On gender, Catholicism needs to meet in the middle

By JOHN L. ALLEN JR.
Belmont, North Carolina

Most authors prefer to play their cards close to the chest prior to the release of a new book. On my current “Mega-Trends in Catholicism” project, on the other hand, I’ve chosen to go a different way, working out the main ideas in full public view. My hope is that by the time I sit down to finalize the manuscript, the ideas will be “battle-tested,” having withstood the scrutiny of fairly exhaustive commentary and debate.

This morning I’ll pass along one such bit of comment, on the subject of women in the church.

I’ve been on the road recently in the States making my Power Point presentation on the “Top Ten Mega-Trends in the Catholic Church,” an exercise which so far has been enormously valuable in terms of generating feedback, getting a feel for the weak links in the logical chain, and so on. I was in Seattle last week to deliver the Chrism Day presentation for personnel of the archdiocese on this subject, and I’m in North Carolina today at Belmont Abbey for a similar lecture.

As it stands now, the final list of mega-trends is as follows:
1.tThe North/South shift
2.tSecularism and Catholic identity
3.tIslam
4.tDemographics
5.tWomen and Laity
6.tThe Biotech Revolution
7.tGlobalization
8.tEcology and Natural Resources
9.tChina
10.tPentecostalism

On the topic of women, what I’ve been saying is that in the Catholicism of the 21st century, there will be no movement towards women priests, but there will be continuing pressure for the empowerment of women in all ways that don’t require sacramental ordination. This is hardly an idea original to me; in March 2006 Pope Benedict XVI himself said, “It’s proper to ask if it is possible to offer more space, more positions of responsibility to women.”

The impetus to empower women, I argue, is coming in the North from cultural expectations about gender equity, and in the South from competitive pressures from the Pentecostals, who generally do an excellent job of mobilizing their women. Many religious sociologists report that while Pentecostal communities tend to be organized around a charismatic male preacher, on the ground they are largely directed and administered by women.

As evidence that things within Catholicism are moving in this direction, I’ve pointed to developments such as the fact that, according to the National Association of Church Personnel Administrators, 26.8 percent of top-level diocesan positions in the United States are held by women, and the American bishops recently chose a lay woman to become their next spokesperson, replacing a priest. In the Vatican, women now head a pontifical academy, sit on the International Theological Commission, and serve as a superior in one of the all-important congregations.

The general reaction from my audiences has been that the argument seems plausible as far as it goes.
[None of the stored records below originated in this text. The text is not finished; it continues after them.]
PR #1714, opened 2023-11-13
Add support for hedging

glbrntt:
Motivation:

The `ClientRPCExecutor` currently ignores hedging policies. This change adds support for them.

Modifications:

- Add a hedging executor and wire it up to the client rpc executor

Result:

RPC can be hedged under certain conditions


Sources/GRPCCore/Call/Client/Internal/ClientRPCExecutor+HedgingExecutor.swift
```diff
@@ -0,0 +1,499 @@
...
+  var nextAttempt: ScheduledAttempt?
+
+  @usableFromInline
+  struct ScheduledAttempt {
+    @usableFromInline
+    let task: Task<Void, Error>
+
+    @inlinable
+    init(after delay: Duration, _ body: @Sendable @escaping () -> Void) {
+      self.task = Task {
```
FranzBusch, line 317: I think we can make this work without an unstructured task. If I understand this correctly we are just using this `Task` here because we need a handle to the different attempts since we have to cancel everything except one (simply speaking). We can models this in a structured pattern where we spawn a child task per request and inside that child task we setup another task group where one child task is doing the request and the other child task is waiting for a cancellation signal. If we want to cancel we can just trigger that signal and the request attempt will be cancelled.
We should be able to even abstract this away and provide an extension on `TaskGroup` where we have a `addTask(_ :()) -> TaskHandle`. In the end that is just setting up the nested task group and returns a continuation like structure.

glbrntt: I played around with this idea a bit. You end up having to have an `AsyncStream` to provide the signal in addition to the extra overhead from the task group and extra task.

It works quite well for queuing up the next attempt but not so well for handling the different attempts. 

The reason is that each attempt signals whether it should be processed or discarded. If it's processed we need to continue running its task but cancel all the others. Returning a `TaskHandle` doesn't let us do this directly. We need a way to identify each attempt and linking that back to its handle. We also need to include that ID when we signal when an attempt should be processed and then cancel all handles which don't have that ID. It's doable but to me it felt harder to follow and more error prone.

Yet several times I’ve been approached afterwards by pastors and lay personnel in parishes, who have made the following point: Debates over the mobilization of women concern the top-level, most visible positions in the church. In the pastoral trenches, on the other hand, many see almost the opposite problem: at the grassroots, so many positions are already held by women that the real question becomes, how do we mobilize our men?

To take just one case in point, the same National Association of Church Personnel Administrators survey found that 82 percent of the 30,000+ “lay ecclesial ministers” in the United States are women. These are the lay parish administrators, directors of religious education, youth ministers, liturgists, and other church professionals working in full or part-time capacities in America’s 19,000 parishes. Pastoral experience suggests that women are also overwhelmingly more likely to play informal roles in parishes such as volunteer catechists, ministers to shut-ins, and so on.

What I’m being told, in other words, is that the church faces an oddly inverse problem with respect to gender.

At the top, the public “face” of the church is mostly male, creating impressions of a patriarchal system which complicates efforts to communicate church teachings that touch on women’s concerns. Whenever Catholicism talks about reproductive issues or sexual morality, to take the most obvious case, many people in the broader culture suspect male bias. Yet at the grassroots, Catholicism is an institution disproportionately staffed and led by women, with lay men too often inert or only nominally engaged.

The concern that pastors and parish leaders are voicing to me is that the legitimate push to empower women in visible, top-level roles should not distract from equally urgent efforts to mobilize men at the grassroots.

What we really need, they seem to be suggesting, is to meet somewhere in the middle.